Questo l’esito delle indagini del carabinieri del Nucleo ispettorato del lavoro di Lucca, insieme ai colleghi della stazione di Altopascio, che hanno denunciato due persone, marito e moglie, entrambi di 45 anni, residenti ad Altopascio, responsabili in concorso tra loro, nell’ambito dell’attività di impresa, di gravi condotte ai danni di lavoratori stranieri. I reati contestati sono, infatti, quelli di “intermediazione illecita e sfruttamento dei lavoratori” e “impiego di lavoratori privi del permesso di soggiorno”, in aggiunta agli illeciti amministrativi legati alla violazione delle basilari norme sulla sicurezza, non essendo mai stata eseguita alcuna valutazione dei rischi con riferimento al luogo di lavoro.

I reati sono stati commessi da aprile a settempre dello scorso anno, nel contesto dell’attività di coltivazione e raccolta di ortaggi, cui la società di proprietà della donna, con sede legale a Capannori, è deputata.

L’operazione è stata avviata dopo un normale intervento, eseguito, dai militari della stazione di Altopascio nel mese di dicembre, per una lite all’interno di un esercizio pubblico, nel quale il datore di lavoro ed un dipendente si erano dati appuntamento per definire e corrispondere al lavoratore quanto in precedenza pattuito.
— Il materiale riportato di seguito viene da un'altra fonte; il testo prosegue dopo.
PR #412, opened 2022-04-22
Test error messages

Smit-create:
https://github.com/lcompilers/lpython/pull/408#pullrequestreview-949218985

### DIFF
--- a/tests/reference/asr-test_list2-10ffdd7.stderr
+++ b/tests/reference/asr-test_list2-10ffdd7.stderr
@@ -1,0 +1,5 @@
+semantic error: append() takes exactly one argument
+ --> tests/errors/test_list2.py:6:5
+  |
+6 |     a.append(4, 5)
+  |     ^^^^^^^^^^^^^^ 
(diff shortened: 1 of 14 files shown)


tests/reference/asr-test_list2-10ffdd7.stderr
```diff
@@ -0,0 +1,5 @@
+semantic error: append() takes exactly one argument
+ --> tests/errors/test_list2.py:6:5
+  |
+6 |     a.append(4, 5)
+  |     ^^^^^^^^^^^^^^
```
certik, line 5: In the future, we can improve these messages, here is an idea:
```suggestion
6 |     a.append(4, 5)
  |       ^^^^^^ ┬  ┬                       
  |          │   └──┴── two arguments provided    
  |          │                              
  |        expected one argument       
```

This is how it looks like in a terminal (without colors):

Screen Shot 2022-04-22 at 7 46 34 AM

And of course there would be colors.

certik (approved):
This looks perfect, thank you!

PR #414, opened 2022-04-22
Add `ListConcat` node to the ASR

namannimmo10:


tests/list1.py
```diff
@@ -20,3 +20,4 @@ def test_List():
     a.append(10)
     a.remove(1)
     a.insert(2, 13)
+    a += [4, 5]
```
certik, line 23: Let's also add a test like this to make sure it works too:
```suggestion
    a += [4, 5]
    a = [6, 7] + a
```

certik (approved):
I think this looks good, I left a comment about another test.

src/lpython/semantics/python_ast_to_asr.cpp
```diff
@@ -817,11 +817,25 @@ class CommonVisitor : public AST::BaseVisitor<Derived> {
...
+            if (!ASRUtils::check_equal_type(left_type2, right_type2)) {
+                diag.add(diag::Diagnostic(
+                    "Both the lists should be of the same type for concatenation.",
+                    diag::Level::Error, diag::Stage::Semantic, {
+                        diag::Label("type mismatch (list[" + ltype + "] and list[" + rtype + "])",
+                                {left->base.loc, right->base.loc})
+                    })
+                );
+                throw SemanticAbort();
+            }
```
certik, line 833: We should upgrade `ASRUtils::type_to_str_python` to return `list[i32]` for this:
```suggestion
            std::string ltype = ASRUtils::type_to_str_python(left_type);
            std::string rtype = ASRUtils::type_to_str_python(right_type);
            if (!ASRUtils::check_equal_type(left_type, right_type)) {
                diag.add(diag::Diagnostic(
                    "Both the lists should be of the same type for concatenation.",
                    diag::Level::Error, diag::Stage::Semantic, {
                        diag::Label("type mismatch ('" + ltype + "' and '" + rtype + "')",
                                {left->base.loc, right->base.loc})
                    })
                );
                throw SemanticAbort();
            }
```
As well as `check_equal_type` to work for lists.

tests/list1.py
certik: Don't forget about this test.

certik:
I would suggest to split the upgraded type handling into a separate PR. Let's finish the list PR so that we can merge it, and then we can work on the error messages and type printing and clean that up.

namannimmo10:
Good idea. I'll open up one [WIP] PR to improve all the diagnostic messages.

tests/list1.py
namannimmo10: We need to improve `check_equal_type` in ASR utils to make this test work.

namannimmo10: I realized that the existing test worked because currently the `augassign` visitor doesn't really check the types. We should fix that as well.

namannimmo10: Done!

namannimmo10:
I have added the test as per your suggestion. Let me know if this looks good to merge since the CI is green. Will further improve the error messages in a subsequent PR.

certik (approved):
The list part is good now I think. Thanks!

Ok, let's merge it and improve upon it in subsequent PRs.

PR #415, opened 2022-04-23
BUG: Fix list/set mismatch type assign

Smit-create:
#398


src/lpython/semantics/python_ast_to_asr.cpp
```diff
@@ -1845,6 +1847,29 @@ class BodyVisitor : public CommonVisitor<BodyVisitor> {
...
+            std::string obj = "";
+            if (ASR::is_a<ASR::List_t>(*value_type)) {
+                target_type = ASR::down_cast<ASR::List_t>(target_type)->m_type;
+                value_type = ASR::down_cast<ASR::List_t>(value_type)->m_type;
+                obj = "list";
+            } else if (ASR::is_a<ASR::Set_t>(*value_type)) {
+                target_type = ASR::down_cast<ASR::Set_t>(target_type)->m_type;
+                value_type = ASR::down_cast<ASR::Set_t>(value_type)->m_type;
+                obj = "set";
+            }
```
certik, line 1859: Since you only use `obj` in the error below, you should move that inside the `if` statement.

I think we need to move the `List` downcast inside the `ASRUtils::check_equal_type`, not doing it before hand.

src/lpython/semantics/python_ast_to_asr.cpp
```diff
@@ -1845,6 +1847,29 @@ class BodyVisitor : public CommonVisitor<BodyVisitor> {
...
+            if (!ASRUtils::check_equal_type(target_type, value_type)) {
```
certik, line 1860: Can this if statement every trigger? There is an identical check above. If it only triggers for List/Set, then making sure `check_equal_type` works for List and Set also should fix it.

Smit-create: Actually, for `List` we need to check `List[type]`. So, yes, it will trigger in the cases such as `List[i32]` and `List[str]`.

PR #418, opened 2022-04-24
Improve the error messages

namannimmo10:


certik:
Yes, this is good.

The next step is then to return `list[i32]` directly from the function if the type is a list.

certik (approved):
That looks good to me, thanks!

Issue #355, opened 2022-04-11
Allow unary operation on logical types


namannimmo10:
```console
$ cat t.py
def main0():
  b: bool
  b = True
  print(-b)


main0()
```
```console
$ lpython t.py && ./a.out
code generation error: Unary type not implemented yet in Logical


Note: if any of the above error or warning messages are not clear or are lacking
context please report it to us (we consider that a bug that needs to be fixed).
```
```console
$ python t.py
-1
```

kinshukdua:
We need to somehow allow changing types of variables when using unary operators. I think this will be easier after we implement generic types.
For example the following code is valid in Cpython but not in lpython 
```
  x: bool
  x = True
  y: i32
  y = -x
  print(y)
```
```
5 |     y = -x
  |     ^   ^^ type mismatch (integer and logical)
```
Even if we fix mixing the types right now, we can't do the following without dynamic typing.
```
x: bool
x = -x
```

namannimmo10:
This works in the current `main` branch.

PR #419, opened 2022-04-24
Allow unary operation on non-constant variables

namannimmo10:
fixes one part of #355.
We also need to make this work at the backend.


src/lpython/semantics/python_ast_to_asr.cpp
```diff
@@ -2196,7 +2222,7 @@ class BodyVisitor : public CommonVisitor<BodyVisitor> {
             throw SemanticAbort();
         }
         ASR::ttype_t *type = ASRUtils::TYPE(
-            ASR::make_Logical_t(al, x.base.base.loc, 4, nullptr, 0));
+            ASR::make_Logical_t(al, x.base.base.loc, 1, nullptr, 0));
```
certik, line 2225: Currently we use logical with kind=4 everywhere, so let's stick to that. If we are going to change it from 4 to 1, then let's do it as a separate PR and do it everywhere. I currently don't know the pros/cons.

src/lpython/semantics/python_ast_to_asr.cpp
```diff
@@ -1182,24 +1213,19 @@ class CommonVisitor : public AST::BaseVisitor<Derived> {
...
                     }
                     value = ASR::down_cast<ASR::expr_t>(
                         ASR::make_ComplexConstant_t(al, x.base.base.loc,
                         std::real(result), std::imag(result), operand_type));
                 }
             }
         }
-        tmp = ASR::make_UnaryOp_t(al, x.base.base.loc, op, operand, operand_type,
+        tmp = ASR::make_UnaryOp_t(al, x.base.base.loc, op, operand, result_type,
                               value);
```
certik, line 1229: I think that this will take `not 5` as an Integer operand and return a Logical. That is not the way to do it.

We have to treat UnaryOp just like we treat BinOp. It accepts and returns exactly the same type, always. And we use `Cast` to cast things correctly. So `not 5` should be represented as `UnaryOp(Cast(5, IntToLogical))`. 

Also, in our ASR refactoring, we split UnaryOp into `UnaryMinus` (accepts integer, float, complex and returns the same type) and `LogicalNot` (accepts and returns logical) and `IntegerBitNot` (I think that is the "Invert" thing). So that is how it should be implemented.

src/lpython/semantics/python_ast_to_asr.cpp
```diff
@@ -1102,13 +1102,50 @@ class CommonVisitor : public AST::BaseVisitor<Derived> {
...
+            if (op == ASR::unaryopType::Not) {
+                result_type = logical_type;
+            } else if (op == ASR::unaryopType::Invert) {
+                throw SemanticError("Bad operand type for unary " +
+                    ASRUtils::unop_to_str(op) + ": " + ASRUtils::type_to_str_python(operand_type),
+                    x.base.base.loc);
+            } else {
+                result_type = operand_type;
+            }
+        }
```
czgdp1807, line 1147: Is it possible to merge `is_real` and `is_complex` in a single `if` branch? I see that their bodies are same.

src/lpython/semantics/python_ast_to_asr.cpp
czgdp1807: Shifting from 4 to 1 will help in using lesser memory in the backend. That's one advantage. However, I agree that we should do this separately otherwise the diff gets confusing here.

tests/expr10.py
```diff
@@ -7,6 +7,8 @@ def test_UnaryOp():
     b = not 5
     b = not -1
     b = not 0
+    b = True
+    a = -b
```
czgdp1807, line 11: I think changes also include integer, real and complex types? Can we add tests for these types as well and try to cover as many kinds of each of these types as possible?

src/lpython/semantics/python_ast_to_asr.cpp
certik: See https://github.com/lcompilers/lpython/pull/476.

certik: Note that how the backend actually implements `logical` with `kind=4` is a separate thing, and it can still implement it using just one byte --- in fact that's exactly what we do: https://github.com/lcompilers/lpython/blob/e5af88ae1454236105c416e08dcd9a0ae69b6f27/src/libasr/codegen/asr_to_llvm.cpp#L3375.

namannimmo10:
Unary operation on logical types works in the current `main` branch. Thanks for your suggestions.

PR #420, opened 2022-04-24
Add  `--time-report`

Abdelrahman-Kh-Fouad:
I deleted older pull requests, and make new one without any changes in formatting.
output example: 
```bash
File reading: 0.153125ms
Parsing: 62.0069ms
AST to ASR: 130.276ms
ASR to LLVM: 22.1845ms

```
and if any stage doesn't pass, it will print its time also.
@certik


certik:
Thanks a lot for the PR! I tested it locally and it seems to work.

Il mancato buon esito del confronto, con il seguente intervento dei militari, ha consentito di focalizzare l’attenzione dei carabinieri sull’attività della quale la donna, di origine albanese, risulta legale rappresentante e che gestisce con la collaborazione del marito.

Il successivo meticoloso lavoro dei militari del Nucleo ispettorato del lavoro di Lucca ha consentito di portare alla luce uno scenario nel quale la coppia, approfittando dello stato di necessità di alcuni lavoratori stranieri, non ha esitato, per tutta la stagione estiva del decorso anno, a far lavorare gli stessi nei campi sino a 10 ore al giorno, pagandoli poco più che 1 euro all’ora, con l’allettante promessa, mai mantenuta, di avere presto un contratto di lavoro che avrebbe consentito loro il diritto alla permanenza sul territorio nazionale.

Tra gli elementi raccolti dai carabinieri, oltre alle dichiarazioni testimoniali di tre lavoratori di origine nigeriaai, rispettivamente di 33, 30 e 27 anni, uno dei quali peraltro sprovvisto di permesso di soggiorno, anche le conversazioni Whatsapp intercorse tra i lavoratori e la donna, con le indicazioni da questa fornite sui lavori da portare a termine.

Nel corso dell’attività, parallelamente alle responsabilità di natura penale, sono state elevate sanzioni amministrative per circa 28mila euro. È stata interessata anche l’Inps per il recupero di circa 16mila euro di contributi evasi.